Another season of RuPaul’s Drag Race has come and gone.
Several, actually. We’re already on a third one this year, with Drag Race Espana giving us no chance to rest after the run of UK vs. The World and the final of RuPaul’s Drag Race Season 14, with another one season starting later this month and more already shot and ready for announcement.
The series coming later this month is an All-Winners edition of All-Stars, and between the Season 14 finale this weekend and the upcoming parade of winners I’ve been thinking a lot about queens who do well on Drag Race versus queens who win.
If you look at the winners of all of the regular seasons of American Drag Race, I don’t think we could say any of them are solely a lip syncing, dancing, performing queen.
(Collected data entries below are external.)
PR #69, opened 2023-11-08
fix(traces): extract k8s.cluster.uid through k8sattributes

obs-gh-abhishekrao:
k8sattributes processor now natively supports extracting `k8s.cluster.uid`, so we don't need to handle this through the resource processor anymore.

Kustomize PR: https://github.com/observeinc/manifests/pull/131

### DIFF
--- a/charts/traces/values.yaml
+++ b/charts/traces/values.yaml
@@ -9,8 +9,6 @@ proxy:
 opentelemetry-collector:
   fullnameOverride: "observe-traces"
   nameOverride: traces
-  image:
-    tag: "0.62.1"
   mode: "daemonset"  # daemonset or deployment
   service:
     enabled: true
@@ -31,6 +29,7 @@ opentelemetry-collector:
           - ""
         resources:
           - pods
+          - namespaces
         verbs:
           - get
           - list
@@ -73,15 +72,6 @@ opentelemetry-collector:
     jaeger-grpc:
       enabled: false
   extraEnvs:
-    - name: NODE_NAME
-      valueFrom:
-        fieldRef:
-          fieldPath: spec.nodeName
-    - name: OBSERVE_CLUSTER
-      valueFrom:
-        configMapKeyRef:
-          name: cluster-info
-          key: id
     - name: OBSERVE_TOKEN
       valueFrom:
         secretKeyRef:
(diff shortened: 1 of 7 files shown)


charts/traces/values.yaml
```diff
@@ -119,17 +114,13 @@ opentelemetry-collector:
...
-          - key: k8s.cluster.uid
-            value: "${OBSERVE_CLUSTER}"
-            action: insert
       k8sattributes:
         passthrough: false
         extract:
           metadata:
             - k8s.pod.name
             - k8s.namespace.name
+            - k8s.cluster.uid
```
jta, line 123: Do we have the necessary cluster role privileges? How does the processor retrieve the UID?

obs-gh-abhishekrao: Based on what I read [here](https://github.com/open-telemetry/opentelemetry-collector-contrib/tree/v0.88.0/processor/k8sattributesprocessor#role-based-access-control), we would need an additional resource (namespaces) in RBAC. There's a comprehensive example [here](https://github.com/open-telemetry/opentelemetry-collector-contrib/blob/v0.88.0/processor/k8sattributesprocessor/testdata/e2e/collector/configmap.yaml) which also refers to a similar RBAC setup. We don't collect deployment / replicaset attributes so we don't need any more than this.

Additionally, our config was not [filtering](https://github.com/open-telemetry/opentelemetry-collector-contrib/tree/v0.88.0/processor/k8sattributesprocessor#as-an-agent) down to the node the daemonset was running in, without which it would try and list every pod across every namespace. I also added that, but let me know if there's a reason for the way it was.

jta: I assume if you need to grab the UID of `kube-system` you will need a cluster role and cluster role binding. I believe we already have that set up as part of the service account because it was required by cluster-info, but we should make sure that is the case and remove the cluster info dependency entirely.

As for filtering, we do not assume otel-collector is run as a daemonset. There are cases where that is not an option (e.g. EKS on Fargate)

obs-gh-abhishekrao: Yes, cluster-info dependency is no longer needed. I did note that we need permissions on `namespaces` in addition to `pods` for the new resource detection to work correctly so I added that.

Also, the Helm defaults to a daemonset, which is why I added the filtering. 
https://github.com/observeinc/helm-charts/blob/7b5df82f49bc2566149a28b48291305c3bc4a321/charts/traces/values.yaml#L13

obs-gh-colinhutchinson (approved):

That’s an important part of drag culture and drag performance, but often the winners of Drag Race aren’t the best lip syncer of the season – even now that each season culminates in a lip sync for the crown.
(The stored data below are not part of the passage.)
PR #95, opened 2024-01-24
fix: possible config example

arthur-observe:
Add a new values-minimal.yaml chart

Idea: Maybe we just create a new example and then point to this as a good default but not interfere with any existing?

### DIFF
--- a/examples/stack/values-minimal.yaml
+++ b/examples/stack/values-minimal.yaml
@@ -1,0 +1,45 @@
+global:
+  observe:
+    collectionEndpoint: ""
+
+observe:
+  token:
+    value: ""
+
+events:
+  resources:
+    limits:
+      cpu: 50m
+      memory: 256Mi
+    requests:
+      cpu: 50m
+      memory: 256Mi
+
+logs:
+  fluent-bit:
+    resources:
+      limits:
+        cpu: 100m
+        memory: 128Mi
+      requests:
+        cpu: 100m
+        memory: 128Mi
+    config:
+      mem_buf_limit: 10MB
+
+metrics:
+  grafana-agent:
+    prom_config:
+    scrape_configs:
+      cadvisor_action: drop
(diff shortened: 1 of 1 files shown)


examples/stack/values-minimal.yaml
```diff
@@ -0,0 +1,46 @@
...
+        memory: 128Mi
+    config:
+      mem_buf_limit: 10MB
+
+metrics:
+  grafana-agent:
+    prom_config:
+    scrape_interval: 60s
+    scrape_configs:
+      cadvisor_action: drop
```
NathanNam, line 35: I'm fine with this approach.

Why did we set `cadvisor_action: drop`?

https://observeinc.slack.com/archives/C06EBP24T1V/p1706044118395189

NathanNam: Also the indentation is incorrect.

NathanNam: Let's use this one including dropping `container_fs.*` as well.

```
metrics:
  grafana-agent:
    prom_config:
      scrape_interval: 60s
      scrape_configs:
        pod_action: drop
        cadvisor_metric_drop_regex: container_(network_tcp_usage_total|network_udp_usage_total|tasks_state|cpu_load_average_10s|fs_.*)
        cadvisor_metric_keep_regex: container_(cpu_.*|spec_.*|memory_.*|network_.*|file_descriptors)|machine_(cpu_cores|memory_bytes)
```

NathanNam: BTW, we should make the same change for kustomize as well.

NathanNam: This values-minimal.yaml is based on values-xs.yaml. What do we recommend if customers need to use a large or extra large templates?

arthur-observe:
example only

Bebé, James (fka Tyra), Raja, Sharon, Jinkx, Bianca, Violet, Bob, Sasha, Aquaria, Yvie, Jaida, Symone, and this weekend’s winner (no spoilers, here!) all share something in common, and that’s perspective. They each bring an eye for drag that is uniquely their own, and often talents along with it.
Not everyone can have Sharon’s spooky glamour or Bob’s killer comedy chops. Even if we zero in on the queens on that list that seem a little less unique in their skills, they brought something else to the table along with that. James had her unflappable confidence and her masterful seamstress skills. Aquaria had a depth of fashion knowledge and pop culture reference unheard of for a queen her age. Jaida brought pageantry alongside impeccable styling and a deadpan sense of humor that invited us to laugh with her and at her.
If other queens won those seasons, could we say the same for them? I don’t know. I think there’s a certain inevitability to the artists who win Drag Race because I understand now that RuPaul is looking for that perspective in her winner. Some of the runners-up had perspective (Kim-Chi especially stands out), but others don’t feel like the could bring what the winner brought in that moment even if they seemed neck-and-neck at the time and have blossomed afterward
(Courtney Act and Brooke, two of my all-time favorites, both illustrate this perfectly. They are both stunningly perfect drag queens, but neither of them were at the height of their powers at a potential winner. They had more to do. They had more perspective to form.)
This is why it’s almost a slur when RuPaul simply labels someone “professional.” Professionals don’t have perspective because they are adaptable. RuPaul is a professional now, but that’s not how she came up in the world of drag. She didn’t have a BFA or a background in professional theatre. She was a punk. She was a chameleon. She was not adaptable, but she hustled to make things work when she needed to.
She is looking for that same punk hustle in a regular season winner. It doesn’t mean you have to have a punk rock aesthetic. It means you’ve got to have a way that you see the world and reach out to demand things from it.
(All-Stars is another matter entirely. It’s a test of how well you did in your first time through RuPaul’s finishing school for queens, and much more of a test of success at the format rather than in uniqueness. That takes away nothing from those six Hall of Fame winners, who are some of my favorite queens. It’s just a different game.)
This all brings me to Lady Camden, one of five finalists in last week’s Drag Race finale.
On paper, she looks a lot like another Brooke, or maybe even another Jan or Rosé. She is a classically-trained ballerina and a formidable actress. She’s been doing this her entire life. She found drag later and channeled her ballet into it, but she comes the most alive when she’s dancing.
That’s how I felt about her after her first win, for an acting challenge. But, as the season progressed, something changed. I began to see her perspective. She wasn’t a ballerina being a drag queen. She was a drag queen whose entire concept was informed by movement and body awareness, from her fashion to her lyrics in the finale song.
It’s something I had been feeling for weeks, and it came together for me when I saw this amazing performance from Camden, titled “I Don’t Need a Reason” and directed by Luke Willis. We see Camden in a partnered dance both in and out of drag, performing the same choreography in each to Debussy’s “Clair de Lune.” Her movements are sharp and precise both in her boy clothes and as Lady Camden, each a perfect mirror image of the other.
She dances brilliantly as both as Debussy’s liquid notes stream around her lithe body. Above it, in voiceover, she says, “I don’t think I’d ever felt beautiful until I did ballet. I never felt comfortable in my own skin,” later concluding, “I don’t really think I needed a reason to want to dance. I think I love it. I need it. I want to be in that fantasy land. I want to be in that fairy tale. And I need an escape.”
I’m not saying I was “Team Camden” heading into the finale. In fact, I feel like I could write a similar glowing paragraph about all of the finalists. But, I cried watching this the first time. I’m tearing up again watching it now. Lady Camden is talking about dance, but she could be talking about drag. They’re two sides of the same coin for her.
She’s not just a professional. She has a perspective.